One city, two economies: that is how things seem to be moving as the Christmas decorations go up and the unemployment queues lengthen. Company after company reports falling profits, but the Hang Seng Index bobs defiantly around the 10,000 mark. On Monday, the index was up 424 points: two days later the Government announced CSSA benefit cuts.
Analysts point to government intervention and reduced liquidity in the market as a reason for the upward trend of recent months; senior officials herald the situation as a sign that we have reached the bottom and can only go upwards, slowly but surely, in 1999.
Small speculators kick themselves if they did buy during the summer, and weigh up each interest-rate cut for signs of the start of a property boom. And all the while Hong Kong moves through recession.
For a newspaper, it is hard to balance the two stories. In the months after the economic crisis broke, we became blase about violent market movements which, in other times, would have made the front page. Equally, a big profits drop from a famous firm is another recessionary marker these days, rather than big news.
The administration, meanwhile, desperately wants to see light at the end of the tunnel, but it has learned the danger of crowing imminent victory prematurely. Above all, despite Hong Kong's fundamental strengths, it knows the impact which events beyond its control could have.
If China falls badly below its growth targets, if the United States' bubble bursts, if the Euro goes wrong, if Japan continues to fall short - any number of ifs could further postpone recovery.
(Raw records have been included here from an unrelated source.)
Issue #511, opened 2020-10-27
Clean up version checks in HTTP instrumentation


nijotz:
Some of the HTTP instrumentation tries to be compatible with function signatures in version of Node prior to v10. Since we no longer support those version, this code can be cleaned up:
* [semvar checks that will always be true](https://github.com/newrelic/node-newrelic/blob/main/lib/instrumentation/core/http.js#L30-L31)
* [checking if URL is a global](https://github.com/newrelic/node-newrelic/blob/main/lib/instrumentation/core/http.js#L446)
* https://github.com/newrelic/node-newrelic/blob/main/lib/instrumentation/core/http.js#L561
* https://github.com/newrelic/node-newrelic/blob/main/lib/instrumentation/core/http.js#L450

PR #529, opened 2020-11-04
Remove node <=9.x.x version checks on http instrumentation

carlo-808:
## Proposed Release Notes
* **BREAKING** strictly uses `global.URL` class in http core instrumentation
* **BREAKING** removes Nodejs 8.x.x - 9.x.x checks
## Links
Closes: #511

### DIFF
--- a/lib/instrumentation/core/http.js
+++ b/lib/instrumentation/core/http.js
@@ -27,8 +27,6 @@ const DESTS = require('../../config/attribute-filter').DESTINATIONS
  * CONSTANTS
  *
  */
-const SHOULD_WRAP_HTTPS = psemver.satisfies('>=9.0.0 || 8.9.0')
-const SHOULD_FORMAT_ARGS = psemver.satisfies('>=10.0.0')
 const NR_CONNECTION_PROP = '__NR__connection'
 const NEWRELIC_ID_HEADER = 'x-newrelic-id'
 const NEWRELIC_APP_DATA_HEADER = 'x-newrelic-app-data'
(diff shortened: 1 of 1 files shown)


lib/instrumentation/core/http.js
```diff
@@ -413,37 +410,34 @@ function urlToOptions(_url) {
 }
 
 function wrapRequest(agent, request) {
-  // URL as a global was not added until Node v10
-  const URLClass = global.URL ? global.URL : url.URL
+  const URLClass = global.URL
+
   return function wrappedRequest(input, options, cb) {
     let reqArgs = arguments
```
nijotz, line 416: I think reqArgs was defined here and then in the if block, redefined. Now that the if block is gone, I think reqArgs can just be defined below on 438

lib/instrumentation/core/http.js
```diff
@@ -413,37 +410,34 @@ function urlToOptions(_url) {
...
-      } else {
-        options = Object.assign(input || {}, options)
-      }
-
-      reqArgs = [options, cb]
+    // If the first argument is a URL, merge it into the options object.
+    // This code is copied from Node internals.
+    if (typeof input === 'string') {
+      const urlStr = input
+      input = urlToOptions(new URLClass(urlStr))
```
nijotz, line 422: Seems like this could be simplified to just `new URL(urlStr)` here and the URLClass definition removed.

lib/instrumentation/core/http.js
carlo-808: Good catch!  I'll update.

nijotz (approved):
👍

PR #37, opened 2017-03-23
Update installation tags to allow for targeted runs

arledesma:
Some facts and vars are required for installation that were not always available.


brianshumate:
Cool, thank you!

Issue #41, opened 2017-04-04
Consul encryption key is not retrieved from existing json config


misho-kr:
I have 1 server and N clients, and I am running the playbook repeatedly. On subsequent runs the following error is manifested:

```
TASK [brianshumate.consul : Read key for servers that require it] **************
skipping: [10.180.45.22]
 [WARNING]: Unable to find '/tmp/consul_raw.key' in expected paths.

fatal: [10.180.45.18]: FAILED! => {"failed": true, "msg": "could not locate file in lookup: /tmp/consul_raw.key"}
```

It appears the playbook correctly detects an exiting config file on the bootstrapping server (10.180.45.18), but it does not read it from that server. Instead it tries to read it from host that is not designated as bootstrapping server (10.180.45.22). 

I suspect the culprit is the playbook uses _run_once_ clause in a block where the block has _when_ condition. What happens is _run_once_ clause is applied first, it picks one host which may or may not be a bootstrapping server, and then the _when_ clause is applied. If that host is not a server then there is no config to read and later on the playbook fails with the above message.

I was able to get pass this error by removing the _run_once_ clause from the tasks enclosed in block. I will create a PR shortly for review.

brianshumate:
Thanks for the PR! I'll go ahead and close this now, too.

PR #42, opened 2017-04-04
look for existing consul config on all hosts

misho-kr:
Fix for #41 

Task to read consul config file should be executed on all hosts, otherwise _run_once_ may select to run the task on host that is not a server. This may happen because apparently Ansible evaluates _run_once_ first and then it checks the _when_ clause.


brianshumate:
Thanks!

PR #47, opened 2017-04-09
Fix wrong when statement preventing key transfer

### LINKED ISSUE #46: Key not read by servers that need it
Hi Brian,

Thanks for your work on this role!

When adding a server after initial setup, the key is not correctly read by the server.

I think it's a wrong check;
https://github.com/brianshumate/ansible-consul/blob/master/tasks/main.yml#L125

```yaml
- name: Read key for servers that require it
  set_fact:
    consul_raw_key: "{{ lookup('file', '/tmp/consul_raw.key') }}"
  when: consul_raw_key is not defined and bootstrap_marker.stat.exists
```
Servers that require it don't have the `bootstrap_marker` file. So I think the check should be `... and not bootstrap_marker.stat.exists`.

Happy to provide a PR if you can confirm.

groggemans:
Also introduces list notation for longer when statements. This makes the
statements more clear and prevents future logic errors.

Fixes #46

### DIFF
--- a/tasks/main.yml
+++ b/tasks/main.yml
@@ -9,22 +9,30 @@
 - name: Fail if not a new release of CentOS or Red Hat
   fail:
     msg: "{{ ansible_distribution_version }} isn't a supported version."
-  when: ansible_distribution in ['RedHat', 'CentOS'] and ansible_distribution_version|version_compare(6, '<')
+  when:
+    - ansible_distribution in ['RedHat', 'CentOS']
+    - ansible_distribution_version|version_compare(6, '<')
 
 - name: Fail if not a new release of Debian
   fail:
     msg: "{{ ansible_distribution_version }} is not a supported version."
-  when: ansible_distribution == "Debian" and ansible_distribution_version|version_compare(8.5, '<')
+  when:
+    - ansible_distribution == "Debian"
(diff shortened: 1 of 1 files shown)


tasks/main.yml
```diff
@@ -112,22 +126,31 @@
...
+    - consul_raw_key is defined
+    - bootstrap_marker.stat.exists
 
 - name: Read key for servers that require it
   set_fact:
     consul_raw_key: "{{ lookup('file', '/tmp/consul_raw.key') }}"
-  when: consul_raw_key is not defined and bootstrap_marker.stat.exists
+  when:
+    - consul_raw_key is not defined
+    - not bootstrap_marker.stat.exists
```
groggemans, line 146: Added the `not` here to fix the bug.

Should have done it in a separate commit, but thought too late about it.

groggemans:
@brianshumate I'm running into an issue with further testing. Best to wait with merging until I figure it out.

brianshumate:
Thanks again!

groggemans:
@brianshumate Looks like you missed the comment.

It fixed setting up a server after initial setup, but broke the initial setup. Looks like a bigger logic change is necessary here to fix the issue for all possible situations.

I'm looking into it. You may wan't to revert the PR in the mean time. I hope to have a fix later this evening.

PR #49, opened 2017-04-09
Fix bootstrapping

### LINKED ISSUE #46: Key not read by servers that need it

groggemans:
If a key is provided through the extra vars or inventory, this is used. If no key was provided, the server/bootstrap nodes will be checked. If still no key was written to disk, a new key will be generated. All nodes will then use the key written to disk. This approach also allows a key change on all nodes.

The key is always temporary written to disk. Still not perfect, but it should do the job for now.

Tested on a one and a three node cluster. Also tested replacing one of the servers in the three node cluster.

Did some cleanup to, hopefully more in a future PR.

Sorry  for the trouble with the previous PR, this one hopefully doesn't introduce a bigger bug then it fixes!

Fixes #46 
Replaces #47

### DIFF
--- a/tasks/asserts.yml
+++ b/tasks/asserts.yml
@@ -1,0 +1,62 @@
+---
+# File: checks.yml - Asserts for this playbook
+
+- name: Check distribution compatibility
+  fail:
+    msg: "{{ ansible_distribution }} is not currently supported by this role."
+  when: ansible_distribution not in ['RedHat', 'CentOS', 'Debian', 'FreeBSD', 'SmartOS', 'Ubuntu']
+
+- name: Fail if not a new release of CentOS or Red Hat
+  fail:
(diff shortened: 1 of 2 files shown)


brianshumate:
👍 Great!

PR #51, opened 2017-04-11
adding flag and logic to install binaries on remote hosts instead of …

jonhatalla:
…on the control machine


brianshumate:
Looks good, thanks!

PR #56, opened 2017-04-18
Config dirs files

### LINKED ISSUE #53: Config files and dir structure
Currently the following config dir structure is used;
```
/etc/consul
└── .consul_bootstrapped
/etc/consul.d
├── bootstrap
│   └── config.json
├── client
│   └── config.json
└── server
    └── config.json
```
I would like to change this to a more common layout where the agent config resides in the `consul` dir. And all files in `consul.d` are included automatically.
```
/etc/consul
├── {{ consul_node_role }}.json
└── .consul_bootstrapped
/etc/consul.d
└── random_config.json
```
In this example I only added the config for the specific role of the agent. Is there a reason why the role currently provides all 3 configs? I would provide bootstrap/server to all servers and only client to clients.

Happy to provide a PR.

### LINKED ISSUE #55: consul_servers only works if consul_node_role is a fact
I think I found the problem you were having with the `consul_node_role`. When a default is used, the variable isn't available as a fact. But the used loops and look-ups need this as a fact.

Simply setting it as a fact should solve the problem.

I'll add a fix to the config layout PR

groggemans:
Added `consul_debug` variable to toggle debugging/testing options. Defaults to `no`.

Updated `consul_config_path` to point to */etc/consul* and added `consul_configd_path` defaulting to */etc/consul.d*.

Moved all config related tasks to the `tasks/config.yml` file.

Added the ACL and TLS parameters to the main `config.json` file that will be created. Using `/etc/consul/config.json` for all consul roles makes a few things easier. It also fixes a small bug that prevented the gossip key to be read from normal servers (previously bootstrap only).

If the `consul_debug` variable is set to yes/true, all config files will be generated in the config dir (eg. `/etc/consul/config.json`, `.../bootstrap.json`, `.../server.json`, `.../client.json`)

The custom config and acl rules will be added to the `config.d` dir and are prefixed with the number 50. So it uses the common numbering convention to change load order.

Updated all init files to use the new config file/dir layout. Best to have a good look as I'm not 100% familiar with all the different init systems and there files/syntax.

Exposed `consul_node_role` as a fact. ( Fixes #55 )

Closes #53


brianshumate:
👍 It looks good, thanks!

PR #62, opened 2017-04-28
Generate correct JSON with TLS and ACL enabled

tbartelmess:
This is more or less a dirty hack, maybe Jinja has a better way to append json and conditionally add the comma after `"ui": true`.


groggemans:
Oops, looked over those comma's when I changed the template.

Fix looks good.

PR #66, opened 2017-05-07
Multi datacenter support

groggemans:
Adds some extra internal variables to differentiate between lan servers and wan servers. This allows for basic multi-datacenter support.

Hosts in the same group will use the same encryption key. Defining multiple datacenters in the same group results in multiple auto joining datacenters.

### DIFF
--- a/templates/config_server.json.j2
+++ b/templates/config_server.json.j2
@@ -17,7 +17,7 @@
   {% endif -%}
   "bootstrap": false,
   {% if consul_bootstrap_expect -%}
-    "bootstrap_expect": {{ consul_servers|length }},
+    "bootstrap_expect": {{ _consul_lan_servers|length }},
   {% endif -%}
   "server": true,
   "node_name": "{{ consul_node_name }}",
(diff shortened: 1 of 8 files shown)


groggemans:
I've tested this with bootstrap-expect, but I forgot something for bootstrapping with the default bootstrap option. (It still checks for max 1 bootstrap server over all servers) I'll make some modifications to fix this.

groggemans:
After that last commit it should work for both bootstrap options.

templates/config_server.json.j2
```diff
@@ -17,7 +17,7 @@
   {% endif -%}
   "bootstrap": false,
   {% if consul_bootstrap_expect -%}
-    "bootstrap_expect": {{ consul_servers|length }},
+    "bootstrap_expect": {{ _consul_lan_servers|length }},
```
brianshumate: Minor thing, but can you add a spaces on either side of the pipe please?

brianshumate (changes requested):
Awesome, this looks great after the one little style fix.

Thanks!

templates/config_server.json.j2
groggemans: @brianshumate do you want to have spaces in these cases to?

`{% if _consul_wan_servers|length > 0 -%}`

Or only when the result is not used in an expression?

groggemans:
I've added the spaces around all pipe symbols/filters.

Also updated the bootstrap and client templates, seems I forgot those. We may want to try to combine them in a single template file to prevent this in the future.

brianshumate:
👍 Excellent! Thanks again. Gertjan!

PR #68, opened 2017-05-10
update (set ownership of) consul folders recursively

misho-kr:
This playbook creates (or updates existing) several folders for Consul and sets ownership to consul user and group.

Files inside those folders  (for example keyring files) should be updated too by executing the Ansible task with "recursive" option.


brianshumate:
👍 Thanks!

Chief Executive Tung Chee-hwa last week reflected how the administration was pulled both ways when he said that, yes the worst was behind us - but a full recovery was some time away.
For those who do not claim to read the future from a mass of backward looking economic statistics, one great difficulty of the present situation lies in reconciling the evidence which greets us every day. Things are bad, nobody can doubt, but you still meet people who are buying. Fortunes have been lost, but some who have lost them say with relief that 1999 simply cannot be as bad as 1998.
There is no objective reason why they should be right and some of those ifs mentioned above may be lying in wait round the corner. But, whatever cavils one may have about the principle of intervention, the Government's action in August does appear to have played a very important psychological role, and not just for the companies whose shares it bought.
When the index stays around 10,000, it becomes progressively easier to forget about how much of that is due to official action, about the overhang, and about the great disposal question. The everyday news may be of lay-offs, cancelled bonuses and pay freezes in the real economy. But this becomes that much less awful if there is a brighter light burning from the less real sectors of the economy.
Until, that is, the disparity becomes too great, and the political pressures mount from the grassroots while the better-off circle their wagons defensively. Last week we had a whiff of such grapeshot in the uncompromising positions taken, on one side, by James Tien Pei-chun and Ronnie Chan Chi-chung telling us of perils of democracy and, on the other, by Lau Chin-shek as he advocated greater popular pressure in his campaign for the vice-chairmanship of the Democratic Party.
If the gap between the economies continues to grow, such polarisation may turn out to be a lasting legacy of the economic crisis which has supplanted politics in the public mind for most of the past 18 months.